Predicting the Risk of Lyme Disease: Habitat Suitability for Ixodes scapularis in the North Central United States

Marta Guerra, Edward Walker, Carl Jones, Susan Paskewitz, M. Roberto Cortinas, Ashley Stancil, Louisa Beck, Matthew Bobo, Uriel Kitron


Emerging Infectious Diseases. 2002;8(3) 

In This Article

Abstract and Introduction

The distribution and abundance of Ixodes scapularis were studied in Wisconsin, northern Illinois, and portions of the Upper Peninsula of Michigan by inspecting small mammals for ticks and by collecting questing ticks at 138 locations in state parks and natural areas. Environmental data were gathered at a local level (i.e., micro and meso levels), and a geographic information system (GIS) was used with several digitized coverages of environmental data to create a habitat profile for each site and a grid map for Wisconsin and Illinois. Results showed that the presence and abundance of I. scapularis varied, even when the host population was adequate. Tick presence was positively associated with deciduous, dry to mesic forests and alfisol-type soils of sandy or loam-sand textures overlying sedimentary rock. Tick absence was associated with grasslands, conifer forests, wet to wet/mesic forests, acidic soils of low fertility and a clay soil texture, and Precambrian bedrock. We performed a discriminant analysis to determine environmental differences between positive and negative tick sites and derived a regression equation to examine the probability of I. scapularis presence per grid. Both analyses indicated that soil order and land cover were the dominant contributors to tick presence. We then constructed a risk map indicating suitable habitats within areas where I. scapularis is already established. The risk map also shows areas of high probability the tick will become established if introduced.

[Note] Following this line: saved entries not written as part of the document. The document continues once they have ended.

PR #1409, opened 2022-10-25
JAVA-242 : Implement "validateDoc" pipeline operation

anu3990:
* What issue are you addressing with this pull request? https://project.marklogic.com/jira/browse/JAVA-242 
* Are you modifying the correct branch? yes "develop"
* Version of MarkLogic Server (see admin gui on port 8001) 11.0
* Java version (`java -version`)- java 1.8
* OS and version

### DIFF
--- a/marklogic-client-api/src/main/java/com/marklogic/client/expression/PlanBuilderBase.java
+++ b/marklogic-client-api/src/main/java/com/marklogic/client/expression/PlanBuilderBase.java
@@ -465,6 +465,18 @@ public interface PlanBuilderBase {
     TransformDef transformDef(String path);
 
     /**
+     * Build a schema definition for use with {@code validateDoc}.
+     *
+     * @return a new {@code SchemaDefExpr}
+     */
+    SchemaDefExpr schemaDefinition(String kind);
+    /**
+     * Build a error definition for use with {@code validateDoc}.
+     *
+     * @return a new {@code PlanErrorDisposition}
+     */
+    PlanErrorDisposition errorDispositionDef(int logSize, String logLevel);
+    /**
      * Convenience method for constructing a permission that can then be used e.g. with {@code jsonArray} when binding
      * an array of permissions to a column.
      *
--- a/marklogic-client-api/src/main/java/com/marklogic/client/impl/SchemaDefImpl.java
+++ b/marklogic-client-api/src/main/java/com/marklogic/client/impl/SchemaDefImpl.java
@@ -1,0 +1,53 @@
+/*
+ * Copyright (c) 2022 MarkLogic Corporation
+ *
+ * Licensed under the Apache License, Version 2.0 (the "License");
+ * you may not use this file except in compliance with the License.
+ * You may obtain a copy of the License at
+ *
+ *    http://www.apache.org/licenses/LICENSE-2.0
+ *
+ * Unless required by applicable law or agreed to in writing, software
+ * distributed under the License is distributed on an "AS IS" BASIS,
+ * WITHOUT WARRANTIES OR CONDITIONS OF ANY KIND, either express or implied.
+ * See the License for the specific language governing permissions and
+ * limitations under the License.
+ */
+package com.marklogic.client.impl;
+
+import com.fasterxml.jackson.databind.ObjectMapper;
+import com.fasterxml.jackson.databind.node.ObjectNode;
+import com.marklogic.client.expression.SchemaDefExpr;
+
+public class SchemaDefImpl implements SchemaDefExpr, BaseTypeImpl.BaseArgImpl {
+    private String kind;
+    private String mode;
+    private String schemaUri;
+
+    public SchemaDefImpl(String kind){
+        this.kind = kind;
+    }
+    @Override
+    public StringBuilder exportAst(StringBuilder strb) {
+        ObjectNode node = new ObjectMapper().createObjectNode();
+        if(this.kind != null)
+            node.put("kind", this.kind);
+        if(this.mode != null)
+            node.put("mode", this.mode);
+        if(this.schemaUri != null)
+            node.put("schemaUri", this.schemaUri);
+        return strb.append(node.toString());
+    }
+
+    @Override
+    public SchemaDefExpr withMode(String mode) {
+        this.mode = mode;
+        return this;
+    }
+
+    @Override
+    public SchemaDefExpr withSchemaUri(String schemaUri) {
+        this.schemaUri = schemaUri;
+        return this;
+    }
+}
--- a/marklogic-client-api/src/main/java/com/marklogic/client/expression/SchemaDefExpr.java
+++ b/marklogic-client-api/src/main/java/com/marklogic/client/expression/SchemaDefExpr.java
@@ -1,0 +1,40 @@
+/*
+ * Copyright (c) 2022 MarkLogic Corporation
+ *
+ * Licensed under the Apache License, Version 2.0 (the "License");
+ * you may not use this file except in compliance with the License.
+ * You may obtain a copy of the License at
+ *
+ *    http://www.apache.org/licenses/LICENSE-2.0
+ *
+ * Unless required by applicable law or agreed to in writing, software
+ * distributed under the License is distributed on an "AS IS" BASIS,
+ * WITHOUT WARRANTIES OR CONDITIONS OF ANY KIND, either express or implied.
+ * See the License for the specific language governing permissions and
+ * limitations under the License.
+ */
+package com.marklogic.client.expression;
+
+import com.marklogic.client.type.PlanSchemaDef;
+
+/**
+ * Defines the schema for using with the {@code validateDoc} operator;
+ */
+public interface SchemaDefExpr extends PlanSchemaDef {
+    /**
+     * Defines the mode property.
+     *
+     * @param mode -
+     *      xmlSchema - the mode property takes a strict, lax or type value.
+     *      jsonSchema or schematron - the mode property takes a full or strict value
+     * @return - an instance of SchemaDefExpr
+     */
+    SchemaDefExpr withMode(String mode);
+    /**
+     * Defines the schema based on an existing document in the database.
+     *
+     * @param schemaUri - property takes a string with the URI of the schema
+     * @return - an instance of SchemaDefExpr
+     */
+    SchemaDefExpr withSchemaUri(String schemaUri);
+}
--- a/marklogic-client-api/src/main/java/com/marklogic/client/impl/ErrorDispositionDefImpl.java
+++ b/marklogic-client-api/src/main/java/com/marklogic/client/impl/ErrorDispositionDefImpl.java
@@ -1,0 +1,39 @@
+/*
+ * Copyright (c) 2022 MarkLogic Corporation
+ *
+ * Licensed under the Apache License, Version 2.0 (the "License");
+ * you may not use this file except in compliance with the License.
+ * You may obtain a copy of the License at
+ *
+ *    http://www.apache.org/licenses/LICENSE-2.0
+ *
+ * Unless required by applicable law or agreed to in writing, software
+ * distributed under the License is distributed on an "AS IS" BASIS,
+ * WITHOUT WARRANTIES OR CONDITIONS OF ANY KIND, either express or implied.
+ * See the License for the specific language governing permissions and
+ * limitations under the License.
+ */
+package com.marklogic.client.impl;
+
+import com.fasterxml.jackson.databind.ObjectMapper;
+import com.fasterxml.jackson.databind.node.ObjectNode;
+import com.marklogic.client.type.PlanErrorDisposition;
+
+public class ErrorDispositionDefImpl implements PlanErrorDisposition, BaseTypeImpl.BaseArgImpl {
+    private String logLevel;
+    private int logSize;
+
+    public ErrorDispositionDefImpl(int logSize, String logLevel) {
+        this.logLevel = logLevel;
+        this.logSize = logSize;
+    }
+
+    @Override
+    public StringBuilder exportAst(StringBuilder strb) {
+        ObjectNode node = new ObjectMapper().createObjectNode();
+        if(logLevel != null)
+            node.put("logLevel", this.logLevel);
+        node.put("logSize", this.logSize);
+        return strb.append(node.toString());
+    }
+}
--- a/marklogic-client-api/src/main/java/com/marklogic/client/impl/PlanBuilderSubImpl.java
+++ b/marklogic-client-api/src/main/java/com/marklogic/client/impl/PlanBuilderSubImpl.java
@@ -22,9 +22,7 @@ import com.fasterxml.jackson.databind.ObjectMapper;
 import com.fasterxml.jackson.databind.node.ObjectNode;
 import com.marklogic.client.document.DocumentWriteOperation;
 import com.marklogic.client.document.DocumentWriteSet;
-import com.marklogic.client.expression.PlanBuilder;
-import com.marklogic.client.expression.SemExpr;
-import com.marklogic.client.expression.TransformDef;
+import com.marklogic.client.expression.*;
 import com.marklogic.client.io.marker.AbstractWriteHandle;
 import com.marklogic.client.io.marker.ContentHandle;
 import com.marklogic.client.io.marker.JSONReadHandle;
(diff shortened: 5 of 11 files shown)


marklogic-client-api/src/main/java/com/marklogic/client/expression/ValidateDocErrorDispositionDef.java
```diff
@@ -0,0 +1,41 @@
...
+
+/**
+ * Defines an errorDisposition for using with the {@code validateDoc} operator;
+ */
+public interface ValidateDocErrorDispositionDef extends PlanErrorDisposition {
+    /**
+     * Define the size of the logs.
+     *
+     * @param logSize - The value may be a non-negative JavaScript integer from 0 (the default, which suppresses logging)
+     *    to Number.MAX_SAFE_INTEGER (9007199254740991; effectively summarizing all errors in a single entry).
```
rjrudin, line 28: I know this is copied from the functional spec, but as a user, I don't understand what "size" means in this context. Does it refer to the number of errors logged, or the physical size of each log message?

marklogic-client-api/src/main/java/com/marklogic/client/expression/ValidateDocErrorDispositionDef.java
```diff
@@ -0,0 +1,41 @@
...
+     * @return - an instance of ValidateDocErrorDispositionDef
+     */
+    ValidateDocErrorDispositionDef withLogSize(int logSize);
+    /**
+     * Define the property of the error disposition object
+     *
+     * @param logLevel - specifies one of the following:
+     *   summary – log only the document uri and error message for each error
```
rjrudin, line 36: Should use "URI" instead of "uri" in any docs.

marklogic-client-api/src/main/java/com/marklogic/client/expression/ValidateDocSchemaDefinition.java
```diff
@@ -0,0 +1,54 @@
...
+     * Defines the mode property.
+     *
+     * @param mode - takes a strict, lax or type value
+     * @return - an instance of ValidateDocSchemaDefinition
+     */
+    ValidateDocSchemaDefinition withMode(String mode);
+    /**
+     * Defines the schema based on an existing document in the database.
+     *
+     * @param schemaUri - property takes a string with a schematron URI
```
rjrudin, line 50: If this is specific to a Schematron URI, then this should be called `withSchematronURI`. If it's generic to any schema, then the name is good and the comment should say "with a schema URI".

marklogic-client-api/src/main/java/com/marklogic/client/expression/ValidateDocSchemaDefinition.java
```diff
@@ -0,0 +1,54 @@
...
+     */
+    ValidateDocSchemaDefinition withKind(String kind);
+    /**
+     * Defines the schema as a node object.
+     *
+     * @param schema - key value pair defining a schema
+     * @return - an instance of ValidateDocSchemaDefinition
+     */
+    // TODO : add tests when https://bugtrack.marklogic.com/58025 is fixed
+    ValidateDocSchemaDefinition withSchema(Map<Object, Object> schema);
```
rjrudin, line 39: Is the expectation that the user would define a JSON object? If so, I think we should accept an `ObjectNode` here which is much easier for a user to construct.

marklogic-client-api/src/test/java/com/marklogic/client/test/rows/RowManagerValidateDocTest.java
```diff
@@ -0,0 +1,212 @@
...
+
+import java.util.HashSet;
+import java.util.Iterator;
+import java.util.Set;
+
+import static com.marklogic.client.io.Format.JSON;
+import static com.marklogic.client.io.Format.XML;
+import static org.junit.Assert.assertTrue;
+
+public class RowManagerValidateDocTest {
```
rjrudin, line 46: Have this extend `AbstractOpticUpdateTest`, which simplifies a number of things, including deleting all docs in the "/acme/" directory before a test starts. Then, if you have to create any docs, use "/acme/" as a prefix in your URI so that you don't have to worry about any such doc existing when your test starts. 

Also, for consistency with the other tests, just call it "ValidateDocTest".

marklogic-client-api/src/test/java/com/marklogic/client/test/rows/RowManagerValidateDocTest.java
```diff
@@ -0,0 +1,212 @@
...
+        }
+        // TODO: uncomment the below after https://bugtrack.marklogic.com/57987 is fixed
+        // assertTrue(set.size() == 5);
+
+    }
+
+    @After
+    public void cleanup(){
+        DocumentManager docMgr = Common.client.newDocumentManager();
+        docMgr.delete("/schema/jsonValidation.json", "/schematron.sch");
```
rjrudin, line 206: Instead of having to create/delete these, just add them to src/test/ml-schemas - they'll get loaded as part of `mlDeploy`. Just ensure that they'll only apply to docs created in your test.

rjrudin (changes requested):

marklogic-client-api/src/test/java/com/marklogic/client/test/rows/RowManagerValidateDocTest.java
```diff
@@ -0,0 +1,212 @@
...
+    public static void setUp(){
+        Common.connect();
+        dataMovementManager = Common.client.newDataMovementManager();
+        rowManager = Common.client.newRowManager();
+        op = rowManager.newPlanBuilder();
+    }
+
+
+    @Test
+    public void validateDocWithxmlSchema() {
```
rjrudin, line 65: For each type of schema validation, we need both a positive and negative test to ensure that the validation is working correctly. Additionally, we need a separate test for each "mode" to ensure that it's working correctly as well.

marklogic-client-api/src/main/java/com/marklogic/client/expression/PlanBuilderBase.java
```diff
@@ -464,6 +464,18 @@ public interface PlanBuilderBase {
      */
     TransformDefinition transformDefinition(String path);
 
+    /**
+     * Build a schema definition for use with {@code validateDoc}.
+     *
+     * @return a new {@code SchemaDefExpr}
+     */
+    SchemaDefExpr schemaDefinition(String kind);
```
rjrudin, line 472: I just renamed TransformDefinition/transformDefinition to TransformDef/transformDef to be consistent with the other types in the "client.expression" package. So I think we should do SchemaDef/schemaDef and then errorDispositionDef is good to go.

marklogic-client-api/src/main/java/com/marklogic/client/expression/PlanBuilderBase.java
```diff
@@ -464,6 +464,18 @@ public interface PlanBuilderBase {
...
+    /**
+     * Build a error definition for use with {@code validateDoc}.
+     *
+     * @return a new {@code PlanErrorDisposition}
```
rjrudin, line 476: Since logLevel can be null, the javadocs should have "param"'s defined that explains that logSize is required and logLevel is null. Also need to define what are valid values for each of them.

marklogic-client-api/src/main/java/com/marklogic/client/impl/SchemaDefImpl.java
```diff
@@ -0,0 +1,53 @@
...
+import com.fasterxml.jackson.databind.ObjectMapper;
+import com.fasterxml.jackson.databind.node.ObjectNode;
+import com.marklogic.client.expression.SchemaDefExpr;
+
+public class SchemaDefImpl implements SchemaDefExpr, BaseTypeImpl.BaseArgImpl {
+    private String kind;
+    private String mode;
+    private String schemaUri;
+
+    public SchemaDefImpl(String kind){
```
rjrudin, line 27: I think schemaUri should be required, and "kind" seems optional. And this class can make a very educated guess to determine what "kind" should be based on schemaUri:

1. If schemaUri ends with .mjs, then kind = mjs
2. If schemaUri ends with .xsl or .xslt, then kind = xslt

The javadocs for the `schemaDef(String schemaUri)` method can make this clear - i.e. by telling the user that they don't need to call `withKind` unless their schemaUri doesn't end with mjs, xsl, or xslt. That provides the best UX for the user, such that they only need to call `schemaDef(String schemaUri)` and then they can optionally call `withMode` as well.

marklogic-client-api/src/test/java/com/marklogic/client/test/rows/RowManagerValidateDocTest.java
```diff
@@ -0,0 +1,189 @@
...
+import org.springframework.util.StringUtils;
+
+import java.util.*;
+import java.util.stream.Collectors;
+
+import static com.marklogic.client.io.Format.JSON;
+import static com.marklogic.client.io.Format.XML;
+import static org.junit.Assert.*;
+
+public class RowManagerValidateDocTest extends AbstractOpticUpdateTest {
```
rjrudin, line 43: For consistency with the other tests, name this "ValidateDocTest".

marklogic-client-api/src/test/java/com/marklogic/client/test/rows/RowManagerValidateDocTest.java
```diff
@@ -0,0 +1,189 @@
...
+    private DataMovementManager dataMovementManager;
+
+    @Before
+    public void moreSetup(){
+        dataMovementManager = Common.client.newDataMovementManager();
+    }
+// TODO : test with rest-writer user when https://bugtrack.marklogic.com/57978 is fixed
+    @Test
+    public void xmlSchema() {
+        expectedUris.clear();
```
rjrudin, line 55: This line can be removed from each test, as expectedUris will be instantiated each time a test is run.

marklogic-client-api/src/test/java/com/marklogic/client/test/rows/RowManagerValidateDocTest.java
```diff
@@ -0,0 +1,189 @@
...
+        DocumentMetadataHandle meta = newDefaultMetadata();
+        dataMovementManager.startJob(writeBatcher);
+        final int uriCountToWrite = 10;
+        for (int i = 0; i < uriCountToWrite; i++) {
+            String uri = "/acme/" + i + ".xml";
+            writeBatcher.addAs(uri, meta, new StringHandle("<Doc><key>" + i + "</key><Value>value" + i + "</Value></Doc>").withFormat(XML));
+            expectedUris.add(uri);
+        }
+        writeBatcher.flushAndWait();
+        dataMovementManager.stopJob(writeBatcher);
```
rjrudin, line 66: This test would be simpler and more realistic if it instead wrote only 2 documents, one that is valid one that is invalid. That is sufficient for verifying that the schema is being used correctly to validate each document before it is written. And it avoids the need to use DMSDK to insert N documents first.

marklogic-client-api/src/test/java/com/marklogic/client/test/rows/RowManagerValidateDocTest.java
```diff
@@ -0,0 +1,189 @@
...
+                op.schemaDefinition("xmlSchema").withMode("lax"),
+                op.errorDispositionDef(100, "summary")
+            );
+        XMLDocumentManager mgr = Common.client.newXMLDocumentManager();
+        expectedUris.forEach(uri -> assertNotNull("URI was not written: " + uri, mgr.exists(uri)));
+
+        List<RowRecord> rows = resultRows(plan);
+
+        //TODO : uncomment lines 84 and 89 after https://bugtrack.marklogic.com/57987 is fixed
+        List<String> persistedUris = rows.stream().map(row -> {
```
rjrudin, line 81: Note that this won't be an issue in the test if you're only writing 2 docs, as you'll get only 1 row back (for the valid doc) and can safely verify its contents. Though, it's more important to verify that the doc was written.

marklogic-client-api/src/main/java/com/marklogic/client/impl/SchemaDefImpl.java
rjrudin: Oops - I was thinking transformDoc! But the same logic applies, with checking for common extensions of json/xsd/sch.

marklogic-client-api/src/test/java/com/marklogic/client/test/rows/RowManagerValidateDocTest.java
rjrudin: Also, I think this will be simpler if you just create small thesaurus documents, as shown in the docs at https://docs.marklogic.com/xdmp.validate . That way, you don't need to define an XML schema. And make the docs as small as possible - you just need 1 valid one and 1 invalid one.

rjrudin (changes requested):

marklogic-client-api/src/main/java/com/marklogic/client/expression/PlanBuilderBase.java
anu3990: Hi Rob, that does not look right to me since all other files in expression package end with "Expr". Do you want to rename transformDef to TransformDefExpr?

marklogic-client-api/src/main/java/com/marklogic/client/expression/PlanBuilderBase.java
anu3990: i tried without loglevel and it is throwing error. Is it a bug then?

marklogic-client-api/src/main/java/com/marklogic/client/impl/SchemaDefImpl.java
anu3990: Will revisit this after the design is finalized.

marklogic-client-api/src/test/java/com/marklogic/client/test/rows/RowManagerValidateDocTest.java
anu3990: Done.

marklogic-client-api/src/test/java/com/marklogic/client/test/rows/RowManagerValidateDocTest.java
anu3990: Done

marklogic-client-api/src/test/java/com/marklogic/client/test/rows/RowManagerValidateDocTest.java
anu3990: i tried to send an invalid xml but the transaction does not go through

marklogic-client-api/src/main/java/com/marklogic/client/expression/PlanBuilderBase.java
rjrudin: Hmm - after reading the package-info.java file and looking at the existing "Expr" classes, my thought is to stick with "Def" as the suffix. That's because the existing "Expr" classes seem different in nature - they all seem to be collections of functions, whereas our "Def" classes are defining sets of config options.

But as long as the 3 names are consistent, it's easy to attach "Expr" later if we decide that's the right move. Good question for Erik on Tuesday.

marklogic-client-api/src/main/java/com/marklogic/client/expression/PlanBuilderBase.java
rjrudin: The client should still provide a logLevel if the user doesn't. However, see our chat room today - I don't think we're going to support this because it's unclear what "summary" and "detail" should even mean.

marklogic-client-api/src/test/java/com/marklogic/client/test/rows/RowManagerValidateDocTest.java
rjrudin: Check with @josvanroosmalen , he's rewriting this processor right now.

marklogic-client-api/src/main/java/com/marklogic/client/expression/PlanBuilderBase.java
anu3990: okay. then i will revisit this as well :-)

Thus, this risk analysis has both explanatory power and predictive capability.

Lyme disease, the most common vectorborne disease of humans in the United States, is caused by the spirochete Borrelia burgdorferi and transmitted by the blacklegged tick Ixodes scapularis[1]. The distribution of Lyme disease in the Midwest has been determined largely by mapping the distribution of its vector, I. Scapularis, which was first detected in northwestern Wisconsin in the late 1960s[2]. Its range then expanded southward and eastward[3,4,5,6]. Even though an isolated established population was discovered in northeastern Wisconsin in Marinette County[7], I. scapularis does not appear to have become established in several counties in northeastern Wisconsin. This area is heavily populated with white-tailed deer (Odocoileus virginianus) and white-footed mice (Peromyscus leucopus)[8], which serve as hosts for I. scapularis[1]. Since host densities do not appear to be a limiting factor for the tick population[9], the physical environment, both at the macro and micro levels, may affect the tick's ability to survive in this habitat. Moreover, even if establishment is successful, environmental factors may limit tick population densities.

In northwestern Illinois, well-established I. scapularis populations were found along the Rock River in Ogle County and in Rock Island and Lee counties since the late 1980s[10,11,12,13,14]. Through the early 1990s, Jo Daviess County was the only positive area along the Wisconsin border, and Putnam County was the only positive along the Illinois River. In southern Illinois, no blacklegged ticks were found among white-tailed deer in a survey conducted from 1980 to 1983[15]. Northern Illinois also maintains populations of white-tailed deer and white-footed mice[8], although a large proportion of land is used for agriculture[16].

The phenology of I. scapularis has been studied in Michigan[17], Wisconsin[18], and Illinois[19]. In the Midwest, adults have both a longer activity period as well as higher peak densities in the spring than in the fall.

Studies of habitat preferences of I. scapularis, which have been conducted at various spatial scales[20,21,22], found environmental factors that are associated with vector and host distribution and densities. I. scapularis presence has been correlated with sandy soils[23,24] and wooded vegetation[25,26,27,28]. At the macro level, environmental risk factors for Lyme disease have been determined using satellite, climatological, and ecological data to characterize the habitat of the vector tick using geographic information systems (GIS), both in Europe[29,30,31,32,33] and the United States[22,23,24,34,35,36].

The purpose of this study was to determine the distribution of I. scapularis in the upper Midwest based on data from Wisconsin, northern Illinois, and the Upper Peninsula of Michigan, and to explain the environmental factors that facilitate or inhibit the establishment of I. scapularis. Since host abundance is not a limiting factor for the maintenance of tick populations in this area, survival of I. scapularis may depend on a combination of several environmental risk factors, resulting in a patchy, discontinuous distribution of this vector. We propose a hierarchic interpretation, starting from the bedrock geology through glacial history and climate patterns, to explain the topography, soil, and vegetation patterns that may directly affect tick survival. By characterizing the habitat preferences of I. scapularis using digitized databases (some derived from satellite imagery) and field data integrated into a GIS, the distribution of Lyme disease and other diseases transmitted by the blacklegged tick can be predicted, and the risk of transmission to the human population can be assessed.